Go through the data below and return each line containing the word "ResonantGeoData".

Saved entries:

#####

PR #278, opened 2023-09-28
pan sharpening fix

BryonLewis:
- I had to previously change some `rgb.data =` to `rgb.from_array(` but I missed assignment before.  I updated that so the pan-sharpening images should now download properly.
- While I was in here I added a download option to use the bits per pixel to scale the image instead of the default value of 10,000.  This will brighten up a lot of the dark images.
- I then added the corresponding UI to the front-end when selecting WV images to show that option for changing the scaling method from 'default' to 'bits'.

### DIFF
--- a/django/src/rdwatch/tasks/__init__.py
+++ b/django/src/rdwatch/tasks/__init__.py
@@ -69,6 +69,7 @@ def get_siteobservations_images(
     dayRange=14,
     no_data_limit=50,
     overrideDates: None | list[datetime, datetime] = None,
+    scale='default',
 ) -> None:
     constellationObj = Constellation.objects.filter(slug=baseConstellation).first()
     # Ensure we are using ints for the DayRange and no_data_limit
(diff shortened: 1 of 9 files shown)


django/src/rdwatch/utils/worldview_processed/raster_tile.py
```diff
@@ -54,6 +56,7 @@ def get_worldview_processed_visual_bbox(
     capture: WorldViewProcessedCapture,
     bbox: tuple[float, float, float, float],
     format='PNG',
+    scale='default',
```
mvandenburgh, line 59:
```suggestion
    scale: Literal['default', 'bits'] = 'default',
```

django/src/rdwatch/utils/images.py
```diff
@@ -90,6 +90,7 @@ def fetch_boundbox_image(
     timestamp: datetime,
     constellation: str,
     worldView=False,
+    scale='default',
```
mvandenburgh, line 93:
```suggestion
    scale: Literal['default', 'bits'] = 'default'
```

django/src/rdwatch/tasks/__init__.py
```diff
@@ -69,6 +69,7 @@ def get_siteobservations_images(
     dayRange=14,
     no_data_limit=50,
     overrideDates: None | list[datetime, datetime] = None,
+    scale='default',
```
mvandenburgh, line 72:
```suggestion
    scale: Literal['default', 'bits'] = 'default'
```

mvandenburgh (approved):
Just some suggested type hints to improve code documentation. LGTM and works for me locally.

PR #279, opened 2023-09-29
Update model run upload script for new endpoint response format

mvandenburgh:
Regions are now returned from the API as simple strings, not objects. I missed this in #268, and noticed this when uploading proposals to test #278.


BryonLewis (approved):
I forgot to mention this, I did the same in my local version.  I keep a copy of the scripts and a bunch of annotation folders (GT, scoring, Proposals) in a separate folder so I can quickly repopulate the DB.  Since the edits were in another folder it wasn't in my git changes.

PR #281, opened 2023-10-03
Fix ninja swagger page not working

mvandenburgh:
The autogenerated swagger page provided by ninja wasn't working due to the use of complex types like `GEOSGeometry` and `Polygon` directly in our pydantic request models. I moved those to dynamic properties and updated the ingest code to use those, and it works now. See `/api/docs/`.


BryonLewis (approved):
:+1:

PR #282, opened 2023-10-04
Switch to ninja's built-in pagination for model runs endpoint/eliminate JSONB subquery

mvandenburgh:
This PR switches the model run endpoint to use ninja's built-in pagination instead of a manual approach; this involved refactoring the query to remove the JSONB aggregation, which improves readability regardless. Note I haven't removed any fields yet, and the structure of the response returned by the model run LIST and GET endpoints remains mostly unchanged. The exception to this is that `results` becomes `items` in the list endpoint response; this was done to bring the endpoint in line with ninja's default pagination behavior. But in general, this PR is just a refactor that will make it easier to do more extensive changes to the endpoint in a followup PR. 

However, removing the large JSONB aggregation does seems to improve performance on its own, bringing the response time down from about 5 seconds to about 3.5 seconds for me locally with 361 model runs.

### DIFF
--- a/django/src/rdwatch/views/model_run.py
+++ b/django/src/rdwatch/views/model_run.py
@@ -129,6 +129,28 @@ class ModelRunListSchema(Schema):
 
 
 def get_queryset():
+    # Subquery to count unique SiteEvaluations
+    # with proposal='PROPOSAL' for each ModelRun
+    proposed_count_subquery = (
+        SiteEvaluation.objects.filter(
+            configuration=OuterRef('pk'),
+            status='PROPOSAL',
+        )
+        .values('configuration')
+        .annotate(count=Count('pk'))
+        .values('count')
+    )
+
+    # Subquery to count unique SiteEvaluations with proposal
+    # not equal to 'PROPOSAL' for each ModelRun
+    other_count_subquery = (
+        SiteEvaluation.objects.filter(configuration=OuterRef('pk'))
+        .exclude(status='PROPOSAL')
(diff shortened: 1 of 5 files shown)


django/src/rdwatch/views/model_run.py
```diff
@@ -163,67 +151,75 @@ def get_queryset():
...
-                proposal='proposal_val',
-                adjudicated=Case(
-                    When(
-                        ~Q(proposal_val=None),  # When proposal has a value
-                        then=JSONObject(
-                            proposed=Coalesce(Subquery(proposed_count_subquery), 0),
-                            other=Coalesce(Subquery(other_count_subquery), 0),
-                        ),
-                    ),
-                    default=None,
```
BryonLewis, line 220: Any way we can keep this.  It's a simple thing that should only be run when the proposal_val is non-null.  It is used for the annotators to see the current status of a model run and indicate the proposed and remaining sites?

They don't need to be in the JSONB object.

BryonLewis (changes requested):
just curious if the proposal query is too big of impact?  It's just checking if the proposal field exists and during a secondary query if it is.

django/src/rdwatch/views/model_run.py
mvandenburgh: My bad, somehow I missed that. The intent of this PR is to keep all the original fields, so I added that back in.

BryonLewis (approved):
LGTM

PR #286, opened 2023-10-10
Ignore unset values in PATCH request body

mvandenburgh:
Calling `.dict()` on a pydantic model instance with `exclude_unset` set will cause values that are not present/undefined to simply be excluded from the resulting dict instead of casting them to `None`, while values that are explicitly set to `null` in the request body will be cast to `None` as expected. 

[Docs for `exclude_unset`](https://docs.pydantic.dev/1.10/usage/exporting_models/#modeldict)


BryonLewis (approved):
Thanks for finding that.

PR #290, opened 2023-10-12
Log response body if model run ingest fails

mvandenburgh:
This logs out the response body if an ingest error occurs. Currently, it just reports a `422` error.

T&E was seeing some 422 errors coming back from RGD due to a validation error with the site models they were uploading using this script, but it wasn't clear what the problem was because nothing was being logged.

### DIFF
--- a/scripts/loadModelRun.py
+++ b/scripts/loadModelRun.py
@@ -7,6 +7,7 @@ import sys
 import traceback
 from glob import glob
 from multiprocessing import Pool
+from pathlib import Path
 
 import requests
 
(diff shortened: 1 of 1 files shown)


scripts/loadModelRun.py
```diff
@@ -160,7 +161,13 @@ def post_site(post_site_url, site_filepath, rgd_auth_cookie):
...
     print(response)
     if response.status_code != 201:
-        print(f'Error uploading site, status ' f'code: [{response.status_code}]')
+        print(
+            f'Error uploading site "{Path(site_filepath).name}", status '
+            f'code: [{response.status_code}]',
+            file=sys.stderr,
+        )
+        print(response.text, file=sys.stderr)
+    print()
```
BryonLewis, line 170: was this intentional to print a new line?

BryonLewis (approved):

PR #292, opened 2023-10-12
bbox min size, fix counting, start custom bit scaling

### LINKED ISSUE #285: Add Satellite Image Downloading Options
- Ensure it is using the siteExtents and not the siteObs bounding box for getting a subset of an image
- Allow custom pixel scaling range to be set as a parameter.  The 0-10000 range is the default and we have the bit level scaling as well.  We can add a custom setting to specify the scaling range.  I'm guessing we set a default 0-10000, and have a bit scaling (which uses the bit level of the image).
- Fix the count for site-obs downloads, it is using the count of all sitesObs instead of the count of the site-obs that match the type.
- Create a minimum area for image downloads in S2/L8.  Some models are too small to gain much information, This could add more area around the bounding box for display purposes.  So at a minimum S2/L8 downloads are X size.
- Add a custom bounding box addition to the downloads.  By default, it uses 20% which would allow increasing this bounds to make it larger.

BryonLewis:
resolves #285 

- Resolved the counting issues when downloading sites
- Made it so there is a custom size for minimum S2/L8 images, currently set to have at least a 500m width (estimate).  If it's under that it will add 250m to each existing dimension.  This required some front-end changes to realign the image properly.
- There is now a choice for custom scaling of 'default (0-10000), 'bits (which will use image information to scale', and 'custom (which takes input from the user for the images).
- Added a bbox scaling option to scale the additional size area around the bounding box.  The default is still 1.2x the bounding box size.
- Form validation for the bbox and scale values when downloading.

There were a bunch of front-end changes to the drawing of images/polygons to handle the scaling.  I'm going to list some of the modifications here:

- Images will at least download an image that 1.2x the base bounding box of the image.
- For S2/L8 images it will add extra space if the image is too small so the bounding box in any instance can be much bigger than 1.2x.
- When transferring lat/long coordinates to pixel space coordinates I now create a secondary polygon under the `PixelPoly` type called `scaled`.  This will automatically scale the base bounding-box of 1 to 1.2 times and check if it is significantly different from the current bounding box (~7% difference).  This difference is calculated because of all the conversions things aren't exactly perfect.
- Once the new bounds are created I calculate the amount of image to crop out to display the image.
- Next The polygon needs to be scaled relative to the image coordinates.

https://github.com/ResonantGeoData/RD-WATCH/assets/61746913/6c213a31-35ff-4ede-9e7d-91396cdc841d


BryonLewis:
TODO:

- [ ] What to do about different scaling sizes for different images and how to generate the GIF if are using different sizes.

Before the standard size was 20% or 1.2X the bounding box limits.  Now that the user can specify these custom and that smaller areas will have larger images we need to rescale these items.

Ideas:
- minimum size is 20% bounding box, and I know the standard bbox size so I could crop out any extra pixels.  I may have to store additional information in SatelliteImage for this to work properly.

mvandenburgh:
I get this error in my Django server logs when I try to download all images for a model run -

```
get_site_observation_images() takes from 2 to 3 positional arguments but 8 were given
  File "/home/local/KHQ/michael.vandenburgh/.cache/pypoetry/virtualenvs/rdwatch-nKCMUNfY-py3.11/lib/python3.11/site-packages/ninja/operation.py", line 104, in run
    result = self.view_func(request, **values)
             ^^^^^^^^^^^^^^^^^^^^^^^^^^^^^^^^^
  File "/home/local/KHQ/michael.vandenburgh/Desktop/smart/RD-WATCH/django/src/rdwatch/views/model_run.py", line 373, in generate_images
    get_site_observation_images(
TypeError: get_site_observation_images() takes from 2 to 3 positional arguments but 8 were given
Internal Server Error: /api/model-runs/186e8589-841c-43cf-9924-890744207fcd/generate-images/
[25/Oct/2023 12:53:30] "POST /api/model-runs/186e8589-841c-43cf-9924-890744207fcd/generate-images/?constellation=WV&dayRange=14&noData=50&force=false&scale=default&bboxScale=1.2 HTTP/1.1" 500 558
```

Do you see that as well?

BryonLewis:
> I get this error in my Django server logs when I try to download all images for a model run -
> 
> ```
> get_site_observation_images() takes from 2 to 3 positional arguments but 8 were given
> Traceback (most recent call last):
>   File "/home/local/KHQ/michael.vandenburgh/.cache/pypoetry/virtualenvs/rdwatch-nKCMUNfY-py3.11/lib/python3.11/site-packages/ninja/operation.py", line 104, in run
>     result = self.view_func(request, **values)
>              ^^^^^^^^^^^^^^^^^^^^^^^^^^^^^^^^^
>   File "/home/local/KHQ/michael.vandenburgh/Desktop/smart/RD-WATCH/django/src/rdwatch/views/model_run.py", line 373, in generate_images
>     get_site_observation_images(
> TypeError: get_site_observation_images() takes from 2 to 3 positional arguments but 8 were given
> Internal Server Error: /api/model-runs/186e8589-841c-43cf-9924-890744207fcd/generate-images/
> [25/Oct/2023 12:53:30] "POST /api/model-runs/186e8589-841c-43cf-9924-890744207fcd/generate-images/?constellation=WV&dayRange=14&noData=50&force=false&scale=default&bboxScale=1.2 HTTP/1.1" 500 558
> ```
> 
> Do you see that as well?

Yes Sorry about that, I didn't test it as much downloading full sites and I changed the function to use a single argument.  I've just pushed a change that should fix it.

django/celerybeat-schedule.db
mvandenburgh, line 1: We should probably add this to the `.gitignore`.

django/src/rdwatch/views/site_observation.py
```diff
@@ -167,16 +170,22 @@ def site_observations(request: HttpRequest, evaluation_id: UUID4):
...
 
+class GenerateImagesSchema(Schema):
+    constellation: Literal['WV', 'S2', 'L8'] = ('WV',)
+    dayRange: int = (14,)
+    noData: int = (50,)
+    overrideDates: None | list[str] = (None,)
+    force: bool = (False,)
+    scale: Literal['default', 'bits', 'custom'] = ('default',)
+    scaleNum: None | list[int] = (None,)
+    bboxScale: None | float = (1.2,)
```
mvandenburgh, line 181: Why do these default to tuples? As they are, the default values don't adhere to the type hints.

```suggestion
    constellation: Literal['WV', 'S2', 'L8'] = 'WV'
    dayRange: int = 14
    noData: int = 50
    overrideDates: None | list[str] = None
    force: bool = False
    scale: Literal['default', 'bits', 'custom'] = 'default'
    scaleNum: None | list[int] = None
    bboxScale: None | float = 1.2
```

django/src/rdwatch/utils/raster_tile.py
```diff
@@ -23,17 +24,44 @@ def get_raster_tile(uri: str, z: int, x: int, y: int) -> bytes:
...
+                    elif scale == 'bits':
+                        stats = cog.statistics()
+                        low = 0
+                        high = 10000
+                        if 'b1' in stats.keys():
+                            stats_json = stats['b1']
+                            low = stats_json['percentile_2']
+                            high = stats_json['percentile_98']
+                        img.rescale(in_range=((low, high),))
+                    elif len(scale) == 2:
```
mvandenburgh, line 49: Maybe this is overly paranoid, but in theory you could pass a string of length 2 here and it would also fulfill this condition.
```suggestion
                    elif isinstance(scale, list) and len(scale) == 2:
```

django/src/rdwatch/utils/raster_tile.py
```diff
@@ -23,17 +24,44 @@ def get_raster_tile(uri: str, z: int, x: int, y: int) -> bytes:
...
+            elif scale == 'bits':
+                stats = cog.statistics()
+                low = 0
+                high = 10000
+                if 'b1' in stats.keys():
+                    stats_json = stats['b1']
+                    low = stats_json['percentile_2']
+                    high = stats_json['percentile_98']
+                img.rescale(in_range=((low, high),))
+            elif len(scale) == 2:
```
mvandenburgh, line 65:
```suggestion
            elif isinstance(scale, list) and len(scale) == 2:
```
same as above

django/src/rdwatch/utils/worldview_processed/raster_tile.py
```diff
@@ -98,5 +98,7 @@ def get_worldview_processed_visual_bbox(
             if capture.bits_per_pixel != 8:
                 max_bits = 2**capture.bits_per_pixel - 1
                 rgb.rescale(in_range=((0, max_bits),))
+        elif len(scale) == 2:  # scale is an integeter range
```
mvandenburgh, line 101: I think you need to update the type hint for this in the function args. Also, same suggestion as above -
```suggestion
        elif isinstance(scale, list) and len(scale) == 2:  # scale is an integeter range
```

mvandenburgh (changes requested):

django/celerybeat-schedule.db
BryonLewis: I did last week, did I mess something up? https://github.com/ResonantGeoData/RD-WATCH/pull/295/files#diff-bc37d034bad564583790a46f19d807abfe519c5671395fd494d8cce506c42947

django/src/rdwatch/views/site_observation.py
BryonLewis: I feel like that was done by a formatter (and not our standard on) not me for some reason.  It doesn't make sense that I would have done that.

BryonLewis: I don't see anything in the commit history, guess I was just having a weird moment.

mvandenburgh (approved):

PR #293, opened 2023-10-16
Fix bug in ground truth upload script

mvandenburgh:
The `model_runs` dict wasn't being reset after site-models are finished uploading, causing all site-models to be reuploaded as region-models.


BryonLewis (approved):
Thanks, I typically skipped region models so I never noticed this.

#####

Exercise result:
https://github.com/ResonantGeoData/RD-WATCH/assets/61746913/6c213a31-35ff-4ede-9e7d-91396cdc841d
BryonLewis: I did last week, did I mess something up? https://github.com/ResonantGeoData/RD-WATCH/pull/295/files#diff-bc37d034bad564583790a46f19d807abfe519c5671395fd494d8cce506c42947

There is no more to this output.